→ **Exercise objective**:
Repeat the records below exactly, beginning at the first line and finishing with the line that contains "### LINKED ISSUE".

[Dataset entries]
PR #1782, opened 2025-02-19
Remove unnecessary make_tensor implementation

### LINKED ISSUE #1774: [Developer Efficiency] Remove unnecessary make_tensor implementation
Since https://github.com/pytorch/pytorch/pull/96124 was merged into PyTorch, our own implementation of make_tensor is no longer necessary. We should try removing https://github.com/Lightning-AI/lightning-thunder/blob/main/thunder/tests/make_tensor.py wherever we still use it and use the upstream version, instead.

cc @borda @mruberry

lianakoleva:
Fixes #1774. 
- Possibly should move `make_tensor_like` to a different file and completely delete `thunder/tests/make_tensor.py`, but was not sure what location would be preferred. 
- Swapped `make((L, S), dtype=torch.bool, low=1, high=1, requires_grad=False).tril()` for `torch.ones((L, S), dtype=torch.bool, requires_grad=False).tril()` because torch `make_tensor` requires `high > low` while thunder `make_tensor` allowed `high == low`.


thunder/tests/opinfos.py
```diff
@@ -8269,7 +8269,7 @@ def scaled_dot_product_attention_sample_generator(op, device, dtype, requires_gr
 
     # mask cases
     q, k, v = make(N, n_head, L, E), make(N, n_head, S, E), make(N, n_head, S, Ev)
-    bool_attn_mask = make((L, S), dtype=torch.bool, low=1, high=1, requires_grad=False).tril()
+    bool_attn_mask = torch.ones((L, S), dtype=torch.bool, requires_grad=False).tril()
```
mruberry, line 8272: The test errors are real because this call to `torch.ones` doesn't pass a `device` argument like `make` does

mruberry:
Hey @lianakoleva, thanks for submitting this PR!



This is pretty cool; I was surprised to see the test failures, especially so many of the form:

```
FAILED thunder/tests/test_ops.py::test_core_vs_torch_consistency_index_put_nvfuser_cuda_thunder.dtypes.float64 - ValueError: `low` must be less than `high`, but got 0 >= 0
```

And I think your PR comment is correct that sometimes we are intentionally generating tensors that are full of just one value, and PyTorch's `make_tensor` complains when that's the case.

Maybe the simplest thing, then, is that we keep our own `make_tensor`, and it calls PyTorch's `make_tensor` whenever low != high, but when low == high it instead calls `torch.full`? That way we wouldn't have to maintain so much custom make_tensor logic, but we wouldn't require lots of rewriting from `make_tensor` to `full`. 

What do you think?

lianakoleva:
Alternatively, just do the rewrite to conform to PyTorch [convention](https://github.com/pytorch/pytorch/blob/main/torch/testing/_creation.py#L91-L92).

mruberry:
> That sounds reasonable. If I am reverting instances where thunder make_tensor to torch make_tensor, should I then standardize use of make_tensor to thunder across the codebase (currently it is mixed)?

Great question. I think it's OK to leave the mixed usage. We could clean it up, but I doubt it bothers anyone

thunder/tests/make_tensor.py
```diff
@@ -43,23 +18,9 @@ def make_tensor(
...
-    +---------------------------+------------+----------+
-    | unsigned integral type    | ``0``      | ``10``   |
-    +---------------------------+------------+----------+
-    | signed integral types     | ``-9``     | ``10``   |
-    +---------------------------+------------+----------+
-    | floating types            | ``-9``     | ``9``    |
-    +---------------------------+------------+----------+
-    | complex types             | ``-9``     | ``9``    |
-    +---------------------------+------------+----------+
+    Calls either torch.full or torch.testing.make_tensor to allow for low == high, whereas torch.testing.make_tensor
```
mruberry, line 21: Nice comment

mruberry (commented):
Looks good! Lots of cleanup. I suggested one tweak to merge more of the logic

thunder/tests/make_tensor.py
```diff
@@ -87,121 +48,27 @@ def make_tensor(
...
-    if dtype in _floating_types + _complex_types:
-        result.requires_grad = requires_grad
-
-    # NOTE This is a workaround. There are so many not supported operations that,
-    # even creating the test tensors is hard.
-    if dtype in _floating_8bit_types:
-        result = result.to(dtype)
-
-    return result
+    if low is not None and low == high:
```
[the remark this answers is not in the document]
lianakoleva: Good thought, thanks for the improvement and explanation

mruberry (approved):
Cool! Thanks @lianakoleva!

PR #1784, opened 2025-02-20
Split get_computation_and_inputs

t-vi:
Currently the function `get_computation_and_inputs` does three things:
- acquisition of the initial trace by running the jit/interpreter,
- application of the transforms and transform for execution etc. to get the prologue, computation, epilogue,
- running the prologue and extracting the inputs for compute.

It can be useful to have the first two split, so that is what we do.


t-vi:
Seems to work, I'll add a test.

lantiga (approved):
Looks great.

As a general consideration, it would be good to think about a higher level interface to do what is in `run_prologue`, as part of a follow-up PR.

For example, what moves together (cd, cs, ci) should stay together. It could be bundled in an object that allows to perform these operations without being exposed to internals.

For the future, but it would facilitate reasoning about model distribution etc.

t-vi:
Yeah, we definitely need to think about the cd, cs, ci.

PR #1785, opened 2025-02-20
remove redundant assert

kshitij12345:
This check above this assert does the same.

https://github.com/Lightning-AI/lightning-thunder/blob/7fd5686b571eda868f5b8ea02aea231f60518a5c/thunder/core/symbol.py#L343-L347


t-vi (approved):
Thank you @kshitij12345

PR #2486, opened 2025-08-30
thunderfx: Avoid failure when example_value does not have attr of grad_fn

crcrpar:
## What does this PR do?

This is reopened 2419.
Some values, such as `torch.SymInt` would not have `grad_fn` attr.

Signed-off-by: Masaki Kozuki <mkozuki@nvidia.com>

### DIFF
--- a/thunder/dynamo/splitter.py
+++ b/thunder/dynamo/splitter.py
@@ -175,7 +175,7 @@ def _splitter(
             for n in graph_module.graph.nodes:
                 if n.op == "output":
                     for n in n.all_input_nodes:
-                        if "example_value" not in n.meta or n.meta["example_value"].grad_fn is None:
+                        if "example_value" not in n.meta or getattr(n.meta["example_value"], "grad_fn") is None:
                             is_differentiable_outputs.append(False)
                         else:
                             is_differentiable_outputs.append(True)
--- a/thunder/dynamo/splitter.py
+++ b/thunder/dynamo/splitter.py
@@ -175,7 +175,7 @@ def _splitter(
             for n in graph_module.graph.nodes:
                 if n.op == "output":
                     for n in n.all_input_nodes:
-                        if "example_value" not in n.meta or getattr(n.meta["example_value"], "grad_fn") is None:
+                        if "example_value" not in n.meta or getattr(n.meta["example_value"], "grad_fn", None) is None:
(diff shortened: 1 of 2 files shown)


crcrpar:
When closing 2419, I misunderstood the change

thunder/dynamo/splitter.py
```diff
@@ -175,7 +175,7 @@ def is_thunder_supported_partition(node: torch.fx.Node) -> bool:
             for n in graph_module.graph.nodes:
                 if n.op == "output":
                     for n in n.all_input_nodes:
-                        if "example_value" not in n.meta or n.meta["example_value"].grad_fn is None:
+                        if "example_value" not in n.meta or getattr(n.meta["example_value"], "grad_fn") is None:
```
shino16: Maybe this is meant to be `getattr(n.meta["example_value"], "grad_fn", None)`?

thunder/tests/test_dynamo.py
```diff
@@ -1697,3 +1697,26 @@ def test_fn(x):
...
+
+            add: "Sym(s27 + 1)" = l_self_cumulative_length_1_ + 1
+            l_self_cumulative_length_1_ = None
+            return (add,)
+
+    module = GraphModule()
+    ref_inputs = (100,)
+    reference = module(*ref_inputs)
+
+    jitted = thunderfx(GraphModule(), dynamic=True)
```
shino16, line 1716: I'm trying to understand the `dynamic=True` option here. [The official document](https://docs.pytorch.org/docs/main/generated/torch.compile.html) has some explanation, but would teach me why it matters here?

thunder/dynamo/splitter.py
crcrpar: good catch

thunder/tests/test_dynamo.py
crcrpar: As in the issue 2420, the error this PR tries to fix is caused by [`torch.SymInt`](https://docs.pytorch.org/docs/stable/torch.html#symbolic-numbers) inside `torch.fx.GraphModule` and `torch.SymInt` would never be there when there's no dynamism.

shino16: Ah! That makes sense, thank you.

PR #2487, opened 2025-08-30
Inference benchmark of "meta-llama/Llama-4-Maverick-17B-128E"

crcrpar:
## What does this PR do?

- [ ] Figure out why thunderfx_benchmark_report fails
- [ ] Figure out why `--mode=inductor` fails
- [ ] Think about how to override `SomeModule.forward`, e.g. [`Llama4TextMoe.forward`](https://github.com/huggingface/transformers/blob/ff8b88a948fc2f6aba421ca64ad165291928dcee/src/transformers/models/llama4/modeling_llama4.py#L147)


thunder/benchmarks/benchmark_inference.py
```diff
@@ -0,0 +1,605 @@
...
+                p.requires_grad_(False)
+
+        # `thunderfx` seems to hide the access to vocab_size somewhere so
+        # store it here before any compiler is applied.
+        self.vocab_size = model.vocab_size
+
+        if not self.config.disable_moe_replacement:
+            _replace_llama4_moe(model)
+        if self.config.enable_nvfp4:
+            _quantize_llama4(model)
```
jjsjann123, line 177: sweet~~~

thunder/benchmarks/benchmark_inference.py
```diff
@@ -0,0 +1,605 @@
...
+            "*.layers.*.feed_forward.shared_expert.up_proj": ColwiseParallel(use_local_output=False),
+            "*.layers.*.feed_forward.shared_expert.down_proj": RowwiseParallel(use_local_output=True),
+        }
+
+        if self.config.dtensor_single_gpu or WORLD_SIZE > 1:
+            model = parallelize_module(model, mesh, tp_plan)
+
+            # Required as that doesn't understand inference mode
+            for p in model.parameters():
+                p.requires_grad_(False)
```
jjsjann123, line 168: I thought we always needed to mark gradient as `False`, just to avoid segmentation from autograd...

thunder/benchmarks/benchmark_inference.py
```diff
@@ -0,0 +1,605 @@
...
+
+        # `thunderfx` seems to hide the access to vocab_size somewhere so
+        # store it here before any compiler is applied.
+        self.vocab_size = model.vocab_size
+
+        if not self.config.disable_moe_replacement:
+            _replace_llama4_moe(model)
+        if self.config.enable_nvfp4:
+            _quantize_llama4(model)
+        self.model = self._compile_model(model)
```
jjsjann123, line 178: note for myself, for debugging purpose, we might want to compile only a section of the entire model...

thunder/benchmarks/layers_for_inference_benchmark.py
```diff
@@ -0,0 +1,584 @@
...
+    bias: torch.Tensor | None,
+) -> torch.Tensor:
+    hp_weight = dequantize_to_dtype(
+        fp4_weight, weight_scaling_factor, weight_global_scale, activation.dtype, fp4_weight.device, 16
+    )
+    return activation @ hp_weight + bias
+
+
+@torch.library.register_fake("nvf_cutlass::f16a_nvfp4weight_scaled_mm")
+def _(
```
jjsjann123, line 218: dumb question, fake function here is just for type/shape inference? Is this needed because we are using torch.compile?

thunder/benchmarks/layers_for_inference_benchmark.py
```diff
@@ -0,0 +1,584 @@
...
+        c_strides: torch.Tensor,
+    ) -> None:
+        self.register_buffer("fp4_weight", fp4_weight)
+        self.register_buffer("weight_scaling_factor", weight_scaling_factor)
+        self.register_buffer("weight_global_scale", weight_global_scale)
+        self.register_buffer("ab_strides", ab_strides)
+        self.register_buffer("c_strides", c_strides)
+
+    def forward(self, hidden_states: torch.Tensor, offsets: torch.Tensor) -> torch.Tensor:
+        tokens_per_group = offsets[1:] - offsets[:-1]
```
jjsjann123, line 425: Note for myself. we might not like this in the decomposition. These offsets might be adding more complexity.

I know I said that functionally, we could compute these inside each grouped_mm. Since these are identical for all grouped_mm in the moe, hoist `blockscale_offsets` and `problem_sizes` might give us some perf gain.

thunder/benchmarks/layers_for_inference_benchmark.py
```diff
@@ -0,0 +1,584 @@
...
+        problem_sizes = torch.stack(
+            [
+                tokens_per_group,
+                torch.full_like(tokens_per_group, hidden_states.size(0)),
+                torch.full_like(tokens_per_group, self.fp4_weight.size(2) * 2),
+            ],
+            dim=1,
+        )
+        blockscale_offsets = offsets
```
jjsjann123: BTW, the computation here isn't right. It's roughly

`blockscale_offsets = cumsum(ceildiv(tokens_per_group, 128) * 128);`

thunder/benchmarks/layers_for_inference_benchmark.py
jjsjann123: I understand that changing the signature might be tricky since we are doing a monkey patching.

Luckily we are also defining `GroupedLinear`, I think we can get away with changing the api for fp16/bf16 grouped linear to keep some stub args as well.

thunder/benchmarks/layers_for_inference_benchmark.py
crcrpar: I seem to have misunderstood what https://github.com/NVIDIA/Fuser/blob/54a9d813d2ea0fbeb0bfa94eec2963c403cc192e/tests/python/test_narrow_precision.py#L161-L162 means

jjsjann123: I don't think you read it wrong, that code comment is wrong and it's definitely my fault. Thanks for pointing it out.

thunder/benchmarks/benchmark_inference.py
```diff
@@ -0,0 +1,605 @@
...
+        config = AutoConfig.from_pretrained(model_id)
+
+        if hasattr(config, "text_config"):
+            config = config.text_config
+        if self.config.num_layers:
+            config.num_hidden_layers = self.config.num_layers
+
+        self.hf_config = config
+
+        # TODO: Apply NVFP4 quantization to weights if requested
```
crcrpar: this should be removed since I've `_quantize_llama4` above
```suggestion
```

thunder/benchmarks/layers_for_inference_benchmark.py
crcrpar: this "fake" is necessary for torch.compile not to do graph breaks around the op.
Yes we use TorchDynamo through thunderfx, but also the manual registration translates fake functions into thunder meta functions

thunder/benchmarks/layers_for_inference_benchmark.py
crcrpar: the code here needs to be fixed following J's comment

crcrpar:
on gb200, pjnl-20250910

### ThunderFX
```
============================================================
BENCHMARK RESULTS - meta-llama/Llama-4-Maverick-17B-128E thunder
============================================================

Throughput Metrics:
  Overall Throughput: 65.08 tokens/sec
  Prefill Throughput: 44501.49 tokens/sec
  Decode Throughput: 65.34 tokens/sec
  Latency: 38.40 ms/token

Latency Breakdown:
  Time to First Token (TTFT): 46.02 ms
  Time Between Output Tokens (TBOT): 38.38 ms
  Prefill Time: 46.02 ms
  Decode Time: 19613.65 ms
  Total Generation Time: 19659.67 ms

Memory Usage:
  Current Memory: 37.44 GB
  Peak Memory: 50.57 GB

Variance Analysis:
  Throughput Std Dev: 118693.20 ms
  TTFT Std Dev: 0.33 ms
```

### Eager
```
============================================================
BENCHMARK RESULTS - meta-llama/Llama-4-Maverick-17B-128E eager
============================================================

Throughput Metrics:
  Overall Throughput: 146.23 tokens/sec
  Prefill Throughput: 36188.80 tokens/sec
  Decode Throughput: 148.34 tokens/sec
  Latency: 6.84 ms/token

Latency Breakdown:
  Time to First Token (TTFT): 56.59 ms
  Time Between Output Tokens (TBOT): 6.74 ms
  Prefill Time: 56.59 ms
  Decode Time: 3445.55 ms
  Total Generation Time: 3502.14 ms

Memory Usage:
  Current Memory: 37.39 GB
  Peak Memory: 57.82 GB

Variance Analysis:
  Throughput Std Dev: 53.66 ms
  TTFT Std Dev: 0.09 ms
```

thunder/benchmarks/layers_for_inference_benchmark.py
```diff
@@ -0,0 +1,591 @@
...
+) -> torch.Tensor:
+    return torch.empty((activation.size(0), fp4_weight.size(0)), device=activation.device, dtype=activation.dtype)
+
+
+# TODO: Update this accordingly to the progress of nvfp4 kernel implementation.
+# An alternative is to use `_register_nvfuser_translator` of https://github.com/Lightning-AI/lightning-thunder/pull/2481
+# instead of updating this function itself.
+@torch.library.custom_op("nvf_cutlass::f16a_nvfp4weight_scaled_grouped_mm", mutates_args=())
+def nvfuser_f16a_nvfp4weight_scaled_grouped_mm(
+    activation: torch.Tensor,
```
jjsjann123, line 233: Note formyself. I think we are missing global_scale for activation. (which uses heuristics, instead of computed from live data).

thunder/benchmarks/layers_for_inference_benchmark.py
```diff
@@ -0,0 +1,591 @@
...
+
+    def __init__(
+        self,
+        in_features: int,
+        out_features: int,
+        *,
+        fp4_weight: torch.Tensor | nn.Parameter,
+        weight_scaling_factor: torch.Tensor | nn.Parameter,
+        weight_global_scale: torch.Tensor | nn.Parameter | None,
+        bias: torch.Tensor | nn.Parameter | None,
```
jjsjann123, line 284: same note here, global scale for activation needs to be passed in during init.

thunder/benchmarks/layers_for_inference_benchmark.py
```diff
@@ -0,0 +1,591 @@
...
+        tokens_per_group = offsets[1:] - offsets[:-1]
+        problem_sizes = torch.stack(
+            [
+                tokens_per_group,
+                torch.full_like(tokens_per_group, hidden_states.size(0)),
+                torch.full_like(tokens_per_group, self.fp4_weight.size(2) * 2),
+            ],
+            dim=1,
+        )
+        blockscale_offsets = torch.cumsum(torch.ceil(tokens_per_group, 128) * 128)
```
jjsjann123, line 434: sweet~~~

t-vi:
As this is code outside CI, I'm merging.

PR #2495, opened 2025-09-01
[DTensor] Use enum for PrimIDs similar to prims.PrimIDs

kshitij12345:
Add `DTensorPrimIDs` enum similar to `PrimIDs` enum to make importing and supporting DTensor primitives simpler (look at the update in `nvfuserex_impl.py`)

Tested with existing tests in `test_dtensor.py` - `pytest thunder/tests/distributed/test_dtensor.py`

### DIFF
--- a/thunder/core/symbol.py
+++ b/thunder/core/symbol.py
@@ -327,11 +327,14 @@ class Symbol:
 
         cd = get_compile_data()
         if cd is not None and not cd.is_grad_enabled:
+            flat_args, _ = tree_flatten((args, kwargs))
+            flat_arg_names = {arg.name for arg in flat_args if isinstance(arg, TensorProxy)}
+
             # If grad is disabled using `torch.no_grad` or `torch._C._set_grad_enabled(False)`,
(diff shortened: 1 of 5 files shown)


thunder/torch/experimental/dtensor_torch_and_prims.py
```diff
@@ -26,6 +27,16 @@
 
 import torch
 
+
+class DTensorPrimIDs(Enum):
+    # DTensor-specific primitives
+    CHECK_DTENSOR_SPEC_REPR = auto()
+    MUL_PRIM = auto()
```
shino16: I thought this could be `MUL` as "prim" is in the class name, but I understand it as being aligned with `dtensor_mul_prim`.

shino16 (commented):
Thanks for requesting me a review!

thunder/torch/experimental/dtensor_torch_and_prims.py
kshitij12345: Agreed that `PRIM` in `MUL_PRIM` is redundant. Updating, thanks!

PR #2502, opened 2025-09-04
Enable direct bindings in Thunder

rdspring1:
This PR enables the direct bindings for nvfuser executor if `DIRECT_BINDINGS_SUPPORTED_VERSION >= 0.2.34`.

* Legacy bindings will remain in the nvfuser pip wheel under `import nvfuser`, but it will be deprecated and no longer receive new operations.
* `dockers/ubuntu-cuda/Dockerfile`, `scripts/validate_build.py`, `thunder/tests/conftest.py`, `thunder/executors/nvfuserex.py` contain `import nvfuser` for version checks and `FusionCache.reset()`. These files will need to be updated when legacy bindings are removed.

## What is direct bindings?
* TL;DR: It is direct pybind11 mapping from nvfuser CPP API to python.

→ **Result of the exercise**:
PR #1782, opened 2025-02-19
Remove unnecessary make_tensor implementation

### LINKED ISSUE #1774: [Developer Efficiency] Remove unnecessary make_tensor implementation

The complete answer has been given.